• _SUPPLIED INFORMATION_
PR #623, opened 2025-08-13
opt: shrink drawn rate to 96 bits

DhairyaSethi:


src/contracts/AssetInterestRateStrategy.sol
```diff
@@ -14,7 +14,7 @@ contract AssetInterestRateStrategy is IAssetInterestRateStrategy {
   using WadRayMath for *;
 
   /// @inheritdoc IAssetInterestRateStrategy
-  uint256 public constant MAX_BORROW_RATE = 1000_00; // 1000.00% in BPS
+  uint256 public constant MAX_BORROW_RATE = 7922_81; // 7922.81% in BPS
```
avniculae: why?

DhairyaSethi: oh yeah forgot to update this was a miscalc, not needed

PR #624, opened 2025-08-13
feat: Add deficit and swept to IR Strategy

### LINKED ISSUE #600: AssetInterestRateStrategy: include `deficit` & `sweeped`

CheyenneAtapour:
closes #600


tests/unit/Hub/Hub.Sweep.t.sol
```diff
@@ -99,7 +99,9 @@ contract HubSweepTest is HubBase {
         assetId: daiAssetId,
         liquidity: supplyAmount - drawAmount,
```
DhairyaSethi:
```suggestion
        liquidity: supplyAmount - drawAmount - swept,
```

tests/unit/AssetInterestRateStrategy.t.sol
```diff
@@ -248,8 +272,12 @@ contract AssetInterestRateStrategyTest is Base {
     liquidity = drawn.rayMulUp(WadRayMath.RAY - targetUtilizationRatioRay).rayDivUp(
       targetUtilizationRatioRay
     );
+    // Take a random portion of liquidity as swept
+    swept = liquidity > 0 ? vm.randomUint(0, liquidity) : 0;
```
DhairyaSethi:
```suggestion
    swept = vm.randomUint(0, liquidity);
```
slightly cleaner

CheyenneAtapour: True

tests/unit/Hub/Hub.Sweep.t.sol
CheyenneAtapour: Ah I see, thanks mate!

src/contracts/AssetInterestRateStrategy.sol
```diff
@@ -110,7 +112,7 @@ contract AssetInterestRateStrategy is IAssetInterestRateStrategy {
       return currentVariableBorrowRateRay;
     }
 
-    uint256 usageRatioRay = drawn.rayDivUp(liquidity + drawn);
+    uint256 usageRatioRay = drawn.rayDivUp(liquidity + drawn + swept);
```
avniculae, line 115: why don't we add deficit as well here?

tests/Base.t.sol
```diff
@@ -2049,7 +2062,16 @@ abstract contract Base is Test {
...
   ) internal {
-    _mockInterestRateRay(address(irStrategy), interestRateRay, assetId, liquidity, drawn, premium);
+    _mockInterestRateRay(
+      address(irStrategy),
+      interestRateRay,
+      assetId,
+      liquidity,
+      drawn,
+      premium,
+      0,
```
avniculae, line 2076: I think you should take these as args

src/contracts/AssetInterestRateStrategy.sol
DhairyaSethi: bc it is not available to be drawn 

we make an exception for `swept` by definition as being virtual liquidity still contributing to the utilisation, bc it's purpose to utilise the "idle" capital (if it's not included here then it would act as withdrawn)

avniculae: > bc it is not available to be drawn

why does it matter? This is relevant only for remove/draw actions. Here we overestimate the rate imo since we don't add the deficit (while in share price calc we do), wdyt?

DhairyaSethi: if it's not available to be drawn it cannot contribute to the drawn:available ratio

PR #628, opened 2025-08-15
feat: cache reserve on the stack

DhairyaSethi:


DhairyaSethi:
we decided to not move forward with this primarily bc the data is sparsed & gas savings here alone aren't worth it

• _INSTRUCTIONS FOR THE TASK_
Leaving nothing out, print each line above exactly.

• _TASK ANSWER_
PR #623, opened 2025-08-13
opt: shrink drawn rate to 96 bits

DhairyaSethi:


src/contracts/AssetInterestRateStrategy.sol
```diff
@@ -14,7 +14,7 @@ contract AssetInterestRateStrategy is IAssetInterestRateStrategy {
   using WadRayMath for *;
 
   /// @inheritdoc IAssetInterestRateStrategy
-  uint256 public constant MAX_BORROW_RATE = 1000_00; // 1000.00% in BPS
+  uint256 public constant MAX_BORROW_RATE = 7922_81; // 7922.81% in BPS
```
avniculae: why?

DhairyaSethi: oh yeah forgot to update this was a miscalc, not needed

PR #624, opened 2025-08-13
feat: Add deficit and swept to IR Strategy

### LINKED ISSUE #600: AssetInterestRateStrategy: include `deficit` & `sweeped`

CheyenneAtapour:
closes #600


tests/unit/Hub/Hub.Sweep.t.sol
```diff
@@ -99,7 +99,9 @@ contract HubSweepTest is HubBase {
         assetId: daiAssetId,
         liquidity: supplyAmount - drawAmount,
```
DhairyaSethi:
```suggestion
        liquidity: supplyAmount - drawAmount - swept,
```

tests/unit/AssetInterestRateStrategy.t.sol
```diff
@@ -248,8 +272,12 @@ contract AssetInterestRateStrategyTest is Base {
     liquidity = drawn.rayMulUp(WadRayMath.RAY - targetUtilizationRatioRay).rayDivUp(
       targetUtilizationRatioRay
     );
+    // Take a random portion of liquidity as swept
+    swept = liquidity > 0 ? vm.randomUint(0, liquidity) : 0;
```
DhairyaSethi:
```suggestion
    swept = vm.randomUint(0, liquidity);
```
slightly cleaner

CheyenneAtapour: True

tests/unit/Hub/Hub.Sweep.t.sol
CheyenneAtapour: Ah I see, thanks mate!

src/contracts/AssetInterestRateStrategy.sol
```diff
@@ -110,7 +112,7 @@ contract AssetInterestRateStrategy is IAssetInterestRateStrategy {
       return currentVariableBorrowRateRay;
     }
 
-    uint256 usageRatioRay = drawn.rayDivUp(liquidity + drawn);
+    uint256 usageRatioRay = drawn.rayDivUp(liquidity + drawn + swept);
```
avniculae, line 115: why don't we add deficit as well here?

tests/Base.t.sol
```diff
@@ -2049,7 +2062,16 @@ abstract contract Base is Test {
...
   ) internal {
-    _mockInterestRateRay(address(irStrategy), interestRateRay, assetId, liquidity, drawn, premium);
+    _mockInterestRateRay(
+      address(irStrategy),
+      interestRateRay,
+      assetId,
+      liquidity,
+      drawn,
+      premium,
+      0,
```
avniculae, line 2076: I think you should take these as args

src/contracts/AssetInterestRateStrategy.sol
DhairyaSethi: bc it is not available to be drawn 

we make an exception for `swept` by definition as being virtual liquidity still contributing to the utilisation, bc it's purpose to utilise the "idle" capital (if it's not included here then it would act as withdrawn)

avniculae: > bc it is not available to be drawn

why does it matter? This is relevant only for remove/draw actions. Here we overestimate the rate imo since we don't add the deficit (while in share price calc we do), wdyt?

DhairyaSethi: if it's not available to be drawn it cannot contribute to the drawn:available ratio

PR #628, opened 2025-08-15
feat: cache reserve on the stack

DhairyaSethi:


DhairyaSethi:
we decided to not move forward with this primarily bc the data is sparsed & gas savings here alone aren't worth it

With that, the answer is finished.